BEGIN Given data

PR #4261, opened 2026-05-05
Fix pytest for strict nextflow syntax

mashehu:


nf_core/pipelines/download/download.py
```diff
@@ -693,10 +693,27 @@ def run_nextflow_inspect(params_file: Path | None = None) -> dict[str, Any]:
         try:
             out_json = run_nextflow_inspect()
         except RuntimeError as e:
+            # Extract Nextflow stdout from the chained CalledProcessError (errors go to stdout in NF)
+            nf_stdout = b""
+            if e.__cause__ is not None and hasattr(e.__cause__, "output") and e.__cause__.output:
+                nf_stdout = e.__cause__.output
```
ningyuxin1999: Does it do the same as `nf_stdout = getattr(e.__cause__, "output", None) or b""` ?

nf_core/pipelines/list.py
```diff
@@ -25,13 +25,33 @@ def _get_nextflow_assets_dir() -> Path:
...
+    Nextflow 26.04+ uses a worktree layout under .repos:
+        <org>/<pipeline>/clones/<sha>/   ← working tree
+        <org>/<pipeline>/bare/           ← bare git repo
+    Returns the SHA-named clone dir when present, otherwise path unchanged.
+    """
+    clones_dir = path / "clones"
+    if clones_dir.is_dir():
+        sha_dirs = sorted(clones_dir.iterdir())
+        if sha_dirs:
+            return sha_dirs[-1]
```
ningyuxin1999, line 64: Just out of my personal ignorance 👀 does this always choose the latest commit?

ningyuxin1999 (approved):

nf_core/pipelines/download/download.py
mashehu: true, that's a simpler way to write this. will change it accordingly.

nf_core/pipelines/list.py
mashehu: another good point, logic was too simple here

PR #4274, opened 2026-05-08
feat(modules/lint): warn on unpinned pip deps in environment.yml

### LINKED ISSUE #4131: lint environment.yml for pinned pip if it contains pip dependencies
### Description of feature

see https://github.com/nf-core/modules/blob/ebb717c1ec96c97695b88a4a9c9d8c0e1b1b980b/modules/nf-core/pdb2pqr/environment.yml#L7 as an example

werner291:
Hi, I'm a software engineer learning bioinformatics through contributions to open-source tooling. Issue #4131 mentions a lint for pinned pip dependencies in module `environment.yml`, so I took a shot at it. The issue was otherwise rather short, so if this isn't what was meant I'm happy to change direction.

Closes #4131. Adds `environment_yml_pip_pinned` to the module env-yml linter: when a `pip:` block is present, every entry must be pinned with `==` (e.g. `pkg==1.2.3`) or use a URL/VCS reference (`pkg @ url`). Plain `- pkg`, range specifiers (`>=`, `<`, compound), and compatible-release (`~=`) all flag.

## Implementation notes

Detection uses `packaging.requirements.Requirement` (already a project dependency), which handles extras, environment markers, and URL form. An entry counts as unpinned when `req.specifier` is empty and `req.url` is absent. Pip's requirements.txt allows things outside PEP 508 (`-r requirements.txt`, local paths, bare URLs); these are skipped, since "is this pinned?" isn't well-defined for them.

## Severity and strictness

I went with `module.warned` rather than `module.failed`, since "you should pin your dependencies" is an opinion-grade rule and flipping the lint from green to red felt aggressive for a drive-by. Happy to flip to `module.failed` if you'd rather have it enforced. As context, I surveyed nf-core/modules: 33 of 1734 modules have a `pip:` block (70 entries total) and **all 70 are pinned with `==`**, so the blast radius for either severity is currently zero.

For "pinned" the lint accepts only `==` (and `===`) plus URL/VCS form. `~=` (PEP 440 compatible-release, e.g. `~=1.4.2` ⇒ `>=1.4.2, ==1.4.*`) is **not** treated as pinned: it caps the upper end automatically but still lets pip pick the highest matching patch at install time, so it's a range, not a pin. That's a defensible call but a judgment call; happy to admit `~=` if you'd consider compatible-release pinning enough.

## Tests

Unit tests in `tests/modules/lint/test_environment_yml.py` cover: all-pinned with `==`, range/compound specifiers (flagged), URL/VCS form (accepted), all-unpinned, mixed pinned+unpinned (only unpinned entries appear in the message), empty pip block, and a no-pip-block module (the check should not appear at all). Full `tests/modules/lint` suite is green: 125 passed, 3 skipped, 0 failed (baseline on `dev`: 118 passed).

## PR checklist

(`CHANGELOG.md` left to nf-core-bot per CONTRIBUTING; no separate `docs/` page touched, the lint check has a docstring that the existing autodoc picks up.)

### DIFF
--- a/nf_core/modules/lint/environment_yml.py
+++ b/nf_core/modules/lint/environment_yml.py
@@ -4,6 +4,7 @@ from pathlib import Path
 
 import ruamel.yaml
 from jsonschema import exceptions, validators
+from packaging.requirements import InvalidRequirement, Requirement
 
 from nf_core.components.lint import ComponentLint, LintExceptionError
 from nf_core.components.nfcore_component import NFCoreComponent
@@ -34,6 +35,11 @@ def environment_yml(module_lint_object: ComponentLint, module: NFCoreComponent, 
     * ``environment_yml_sorted``: The dependencies listed in ``environment.yml``
       must be sorted alphabetically. If they are not, they will be sorted
       automatically.
+
+    * ``environment_yml_pip_pinned``: If a ``pip:`` block is present, every entry
+      must be pinned with ``==`` (e.g. ``pkg==1.2.3``) or installed from a pinned
+      URL/VCS reference (``pkg @ url``). Range specifiers like ``>=`` and ``~=``
+      are not treated as pinned.
     """
     env_yml = None
     has_schema_header = False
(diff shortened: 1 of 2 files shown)


mashehu:
Thanks for the contribution!
We are linting this file with https://github.com/nf-core/modules/blob/master/modules/environment-schema.json, which should already handle most of this (and is the preferred way, because IDEs can check the validate on the fly). We don't support the URL schema syntax, so that should make it a bit easier to add.

werner291:
@mashehu thanks for the pointer. Confirmed: the pip pattern `^.*==.*$` in `modules/environment-schema.json` (added in nf-core/modules#6588, 2024-09) already gates this at pre-commit via `check-jsonschema`. Re-audited the module corpus: 1734 module `environment.yml` files, 33 with `pip:` blocks, 70 pip entries total, all single-`==`-pinned today. The only failure mode this Python lint would add coverage for is compound specifiers like `pkg>=1,==2`, which the corpus has zero of.

Closing in favour of the schema rule. Also commented on #4131 suggesting it can be closed as resolved by nf-core/modules#6588.

PR #4276, opened 2026-05-11
perf(components): regenerate container configs once per top-level install/update

pinin4fjords:
## Improvement

`nf-core modules/subworkflows install` and `update` were re-running `nextflow inspect` (via `try_generate_container_configs`) once for every transitive module dependency rather than once per command. Each call is JVM startup plus pipeline parse (~17 s).

Move the call out of the recursive path:
- `nf_core/components/install.py`: gate on `not silent`. Recursive installs pass `silent=True`. Also runs at the end of top-level subworkflow installs, which previously skipped regeneration entirely because of the `component_type == "modules"` guard.
- `nf_core/components/update.py`: hoist out of the per-component loop to after it. Skip when `--save-diff` is set (no changes applied to the working tree).

### Behaviour notes (worth flagging in review)

- **Top-level `subworkflows install`/`update` now regenerates container configs.** Previously skipped entirely because of `component_type == "modules"`. Aligns with the original intent of #3955.
- `--save-diff` updates explicitly do not regenerate (dry run).
- `nf-core modules install`/`update`: behaviour unchanged.

## Measured impact

nf-core/rnaseq `pr-1680`, warm cache:

| Command | Before | After |
|---|---:|---:|
| `subworkflows install --force bam_dedup_umi` | 5m 27s | **39s** |
| `subworkflows update --update-deps --no-preview bam_dedup_umi` | 4m 4s | **44s** |
| Repeating `Could not find meta.yml` warning lines | 36 | **2** |

## Tests

- `tests/subworkflows/test_install.py::test_subworkflows_install_regenerates_container_configs_once` — subworkflow with multiple module deps, regen exactly once.
- `tests/subworkflows/test_update.py::test_subworkflow_update_regenerates_container_configs_once` — `--update-deps` cascade, regen exactly once.
- `tests/subworkflows/test_update.py::test_subworkflow_update_save_diff_skips_container_configs` — `--save-diff` dry run, regen zero times.
- `tests/modules/test_install.py::test_modules_install_regenerates_container_configs_once` — top-level module install regression, regen exactly once.

## Validation requested

- [ ] CI passes (existing install/update tests).
- [ ] Behaviour check confirmed: `nf-core subworkflows install <X>` now regenerates container configs at the top level (previously skipped).
- [ ] Behaviour check confirmed: `nf-core modules install <X>` still regenerates exactly once (unchanged).
- [ ] Behaviour check confirmed: `nf-core ... update --save-diff <X>` does not regenerate.

### DIFF
--- a/nf_core/components/install.py
+++ b/nf_core/components/install.py
@@ -169,10 +169,8 @@ class ComponentInstall(ComponentCommand):
             # Install included modules and subworkflows
             self.install_included_components(component_dir)
 
-        # Regenerate container configuration files for the pipeline once per
-        # top-level install. Recursive installs of dependent modules pass
-        # silent=True and would otherwise re-run `nextflow inspect` for every
-        # transitive dependency.
+        # Regenerate container configs once per top-level invocation
+        # (recursive installs pass silent=True).
         if not silent:
             if self.component_type == "modules":
                 try_generate_container_configs(self.directory, component_dir, component)
--- a/nf_core/components/install.py
+++ b/nf_core/components/install.py
@@ -169,9 +169,15 @@ class ComponentInstall(ComponentCommand):
             # Install included modules and subworkflows
             self.install_included_components(component_dir)
 
-        # Regenerate container configuration files for the pipeline when modules are installed
-        if self.component_type == "modules":
-            try_generate_container_configs(self.directory, component_dir, component)
+        # Regenerate container configuration files for the pipeline once per
+        # top-level install. Recursive installs of dependent modules pass
+        # silent=True and would otherwise re-run `nextflow inspect` for every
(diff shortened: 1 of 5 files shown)


pinin4fjords:
Closing in favour of #4277, which removes the `nextflow inspect` and `check_nextflow_version` subprocess calls from `try_generate_container_configs` entirely (regex-based parsing instead). That fully subsumes the perf win this PR was after — the 18× recursive call no longer matters once each call is essentially free.

Leaving the tests and PR body here for reference in case any of the regression assertions (top-level subworkflow install/update regenerates configs once; `--save-diff` skips regen) are worth lifting into #4277 or a follow-up.

PR #4279, opened 2026-05-11
feat(install/update): add --skip-deps for single-target operations

pinin4fjords:
## Improvement

Today there is no working invocation that updates **only** the named component:

- `install --force <X>` walks the include graph and re-pins every reachable component at the cached-repo HEAD, producing a wide `modules.json` diff for what the user asked to be a focused change.
- `update <X>` (no flags) cascades silently when non-interactive, and prompts per-component interactively. The only way to get a true single-target update is to answer "no" to each prompt by hand.

This makes a focused dep bump impractical to ship as a standalone, reviewable PR — maintainers either hand-edit `modules.json` or accept a sprawling unrelated diff.

Add `--skip-deps` to both `install` and `update` (subworkflows install + modules/subworkflows update). When set:

- **`install --force --skip-deps`** (subworkflows only): the named subworkflow's files are re-fetched, but transitive deps are not force-reinstalled. Already-installed deps keep their pinned SHAs; their `installed_by` tracking is still refreshed via the recursive call.
- **`update --skip-deps`**: `recursive_update` is forced `False`. Mutually exclusive with `--update-deps` and `--all`; raises a clear `UserWarning` if combined.

(Not added to `modules install`: that path has no transitive deps to walk, so the flag would be a no-op.)

## Reproduction

Tested against `nf-core 4.0.3` (base `b6af91a`) on `nf-core/rnaseq` pr-1680:

### Before (`subworkflows install --force bam_dedup_umi`)

```
Files modified: 22
modules.json git_sha lines: 25  (≈ 13 transitive SHA bumps + bam_dedup_umi)
```

### After (`subworkflows install --force --skip-deps bam_dedup_umi`)

```
Files modified: 10  (1 modules.json + 9 container-config side effects)
modules.json git_sha lines: 2  (1 SHA bump: bam_dedup_umi only)
```

`modules.json` diff under `--skip-deps`:

```diff
@@ -408,7 +408,7 @@
                     "bam_dedup_umi": {
                         "branch": "master",
-                        "git_sha": "01e9676391c9749e536bf85fa0c666d36de517f5",
+                        "git_sha": "1298fbd2004c2913d6682ce4a419647d97a8fc3f",
                         "installed_by": ["subworkflows"]
                     },
```

## Tests

- `test_subworkflow_install_force_skip_deps_does_not_reinstall_deps` — `install --force --skip-deps` against an existing pipeline leaves transitive deps' SHAs pinned.
- `test_subworkflow_install_skip_deps_preserves_installed_by_tracking` — installing a parent with `--skip-deps` adds the new parent to the shared sub-component's `installed_by` list (mashehu's scenario).
- `test_subworkflow_update_skip_deps_skips_linked_components` — `update --skip-deps` against an old SHA bumps the named subworkflow's SHA, leaves linked module's SHA pinned.
- `test_subworkflow_update_skip_deps_with_update_deps_errors` / `_with_all_errors` — mutual-exclusion `UserWarning`s.
- `test_module_update_skip_deps_does_not_cascade` — mocks `get_components_to_update` to return a fake linked subworkflow; asserts `update_linked_components` is not invoked under `--skip-deps`.

### DIFF
--- a/nf_core/components/install.py
+++ b/nf_core/components/install.py
@@ -37,6 +37,7 @@ class ComponentInstall(ComponentCommand):
         branch: str | None = None,
         no_pull: bool = False,
         installed_by: list[str] | None = None,
+        only: bool = False,
     ):
         super().__init__(component_type, pipeline_dir, remote_url, branch, no_pull)
         self.current_remote = ModulesRepo(remote_url, branch)
@@ -45,6 +46,7 @@ class ComponentInstall(ComponentCommand):
         self.prompt = prompt
         self.sha = sha
         self.current_sha = sha
+        self.only = only
         if installed_by is not None:
             self.installed_by = installed_by
         else:
@@ -165,7 +167,7 @@ class ComponentInstall(ComponentCommand):
             self.component_type, self.modules_repo, component, version, self.installed_by, install_track
         )
 
-        if self.component_type == "subworkflows":
+        if self.component_type == "subworkflows" and not self.only:
             # Install included modules and subworkflows
             self.install_included_components(component_dir)
 
--- a/nf_core/components/install.py
+++ b/nf_core/components/install.py
@@ -37,7 +37,7 @@ class ComponentInstall(ComponentCommand):
         branch: str | None = None,
         no_pull: bool = False,
         installed_by: list[str] | None = None,
-        only: bool = False,
+        skip_deps: bool = False,
     ):
         super().__init__(component_type, pipeline_dir, remote_url, branch, no_pull)
         self.current_remote = ModulesRepo(remote_url, branch)
@@ -46,7 +46,7 @@ class ComponentInstall(ComponentCommand):
         self.prompt = prompt
         self.sha = sha
         self.current_sha = sha
-        self.only = only
+        self.skip_deps = skip_deps
         if installed_by is not None:
             self.installed_by = installed_by
         else:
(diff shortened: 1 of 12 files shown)


nf_core/components/install.py
```diff
@@ -165,7 +167,7 @@ def install(self, component: str | dict[str, str], silent: bool = False) -> bool
             self.component_type, self.modules_repo, component, version, self.installed_by, install_track
         )
 
-        if self.component_type == "subworkflows":
+        if self.component_type == "subworkflows" and not self.only:
```
mashehu: This means the dependency will not be tracked in the modules.json. imagine one installs a module through two different swf, and the second one was using `--only`. this means if i then uninstall the first subworkflow, the module will also disappear.

pinin4fjords: Good catch — fixed in f63939100. Instead of skipping `install_included_components` entirely under `--only`, the recursive call is preserved but `self.force` is temporarily set to False for it. That way already-installed deps hit the "already installed" branch (install.py:130-139) which refreshes their `installed_by` list without touching files or pinned SHAs. Your two-subworkflow scenario is now safe.

nf_core/modules/install.py
mashehu, line 1: isn't the same the case for modules update?

pinin4fjords: Different cases — `modules install` has no transitive deps to walk (the recurse-into-deps block at install.py:170 only fires for subworkflows), so `--only` there was just dead UI surface. `modules update` is different: when you bump a module, the tool offers to also re-update any subworkflows that include it, and `--only` switches that off. There's a test for the modules-update path (`test_module_update_only_does_not_cascade`).

mashehu (approved):
Could you please rename the option from `--only` to `--skip-deps`

mashehu:
@nf-core-bot changelog

pinin4fjords:
Done in 058c6cc58 — renamed everywhere (CLI option, attribute, keyword arg, test names). Pairs more naturally with `--update-deps` now. All six tests still pass on a clean rerun.

pinin4fjords:
Please don't merge yet, just checking a couple of things...

Edit: found and fixed one bug

PR #4280, opened 2026-05-11
4250 meta key linting

DLBPointon:
## PR checklist

Fix, hopefully, makes the regex found in L307 of `/nf_core/modules/lint/main_nf.py` more specific so it is only looking for `{meta.<something>}` variables rather than "meta" the string in script.


DLBPointon:
Ah ok, the main intention was to catch the def block in the script block. 

I was focusing on inside the """ string block """

CHANGELOG.md
```diff
@@ -10,6 +10,7 @@
 ### Linting
 
 - accept `process_low_memory` as a standard module label ([#4264](https://github.com/nf-core/tools/pull/4264))
+- make regex for meta keys more specific to avoid false positives ([#XXXX](https://github.com/nf-core/tools/pull/XXXX))
```
```suggestion
- make regex for meta keys more specific to avoid false positives ([#4280](https://github.com/nf-core/tools/pull/4280))
```

SPPearce:
This is blocking several other modules that happens to use `meta` outside of the meta maps, can we get it finished off?

mashehu:
Hmm, this approach doesn't work unfortunately, because one can write meta variables without the curly brackets, for example: https://github.com/nf-core/modules/blob/master/modules/nf-core/arcashla/extract/main.nf#L28

DLBPointon:
Yeah, that's what i realized. 

I'm currently testing a different way, but it means using 2 regex

1 for interpolated meta values when inside the quotes """  """ or ''' '''
1 for the raw strings like the `def c = meta.something`

Only problem is that it might mean a change to the input for tests, but we'll see.
I'm not so sure on the implementation, so if you guys have a better way then please be my guest.


L395 - L411 of `nf-core/modules/lint/main_nf.py`. I've added this montrosity.
```
    # Regex to match meta keys in raw strings and ${...} interpolations separately
    raw_pat = re.compile(r"\b(meta\d*\??\.)(\w+)\b(?!\()"). <-- should find both raw and inter
    interp_pat = re.compile(r"\$\{[^}]*?\b(meta\d*\??\.)(\w+)\b[^}]*?\}") <-- just inter's

    matches: list[tuple[str, str]] = []

    # Split the script into parts, resulting in [script def block, script body, stub def block, stub body]
    parts = re.split(r'("""[\s\S]*?"""|\'\'\'[\s\S]*?\'\'\')', script)
    for part in parts:
        if any(quote in part for quote in ['"""', "'''"]):
            # only look for interpolations, plain str "meta.json" shouldn't be picked up
            matches.extend(interp_pat.findall(part))
        else:
            # else find any meta.* uses
            matches.extend(raw_pat.findall(part))

    invalid_meta_keys = [f"{prefix}{key}" for prefix, key in matches if key not in permitted_meta_keys]
```

Effectively turns the script block into this (`parts`) and every other block is treated as raw or inter:

```
0     prefix              = task.ext.prefix ?: "${meta.id}"
    def full_table_args = full_table ? "--busco ${full_table}"  : ""

1 """
    blobtk create \\
        --fasta ${fasta} \\
        ${full_table_args} \\
        --out ${prefix}
    """
2
    stub:
    prefix      = task.ext.prefix ?: "${meta.id}"

3 """
    mkdir -p ${prefix}
    touch ${prefix}/meta.json
    touch ${prefix}/gc.json
    touch ${prefix}/identifiers.json
    touch ${prefix}/n.json
    touch ${prefix}/ncount.json
    touch ${prefix}/length.json
    """
4
}
```

prints out a match list of [('meta.', 'id'), ('meta.', 'id')] ignoring meta.json as a raw str.
I can add meta.something to the blobtk/create file and it will fail correctly with a match list of: [('meta.', 'id'), ('meta.', 'something'), ('meta.', 'id')]

```
│ blobtk/create │ modules/nf-core/blobtk/create/main.nf │ main_nf_meta_key: Invalid 'meta' keys detected:           │
│               │                                       │ meta.something          
``` 

Tests are passing locally, and building and running the tool works fine on blobtk/create (which started this). Do you have any more examples @SPPearce ?

Very happy for alternatives!

mashehu:
I actually might have found a simpler path. one sec. (there seem to be two linting errors ongoing for variables with `meta`

mashehu (approved):

mashehu:
tested with affected PRs and merging now.

PR #4304, opened 2026-05-27
Update terminology from 'GitHub' to 'Git'

ewels:
For @itrujnara 🙏🏻 

https://nfcore.slack.com/archives/CE5LG7WMB/p1779870355195589


nf_core/pipelines/create/githubrepoquestion.py
```diff
@@ -16,21 +16,21 @@
 
 
 class GithubRepoQuestion(Screen):
```
muffato, line 18: Should the class itself be renamed ?

ewels: Personally I think this is low priority enough to not warrant the code churn.

Happy to leave it to @nf-core/infrastructure for the tie-breaker.  Shout if you want me to do it.

mashehu (approved):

END Given data

What you should do -
In the listing above, start at the line with "as an example", go on through the line with "## Severity and strictness", and copy each of those lines exactly; leave out all the rest.

Answer to the problem -
see https://github.com/nf-core/modules/blob/ebb717c1ec96c97695b88a4a9c9d8c0e1b1b980b/modules/nf-core/pdb2pqr/environment.yml#L7 as an example

werner291:
Hi, I'm a software engineer learning bioinformatics through contributions to open-source tooling. Issue #4131 mentions a lint for pinned pip dependencies in module `environment.yml`, so I took a shot at it. The issue was otherwise rather short, so if this isn't what was meant I'm happy to change direction.

Closes #4131. Adds `environment_yml_pip_pinned` to the module env-yml linter: when a `pip:` block is present, every entry must be pinned with `==` (e.g. `pkg==1.2.3`) or use a URL/VCS reference (`pkg @ url`). Plain `- pkg`, range specifiers (`>=`, `<`, compound), and compatible-release (`~=`) all flag.

## Implementation notes

Detection uses `packaging.requirements.Requirement` (already a project dependency), which handles extras, environment markers, and URL form. An entry counts as unpinned when `req.specifier` is empty and `req.url` is absent. Pip's requirements.txt allows things outside PEP 508 (`-r requirements.txt`, local paths, bare URLs); these are skipped, since "is this pinned?" isn't well-defined for them.

## Severity and strictness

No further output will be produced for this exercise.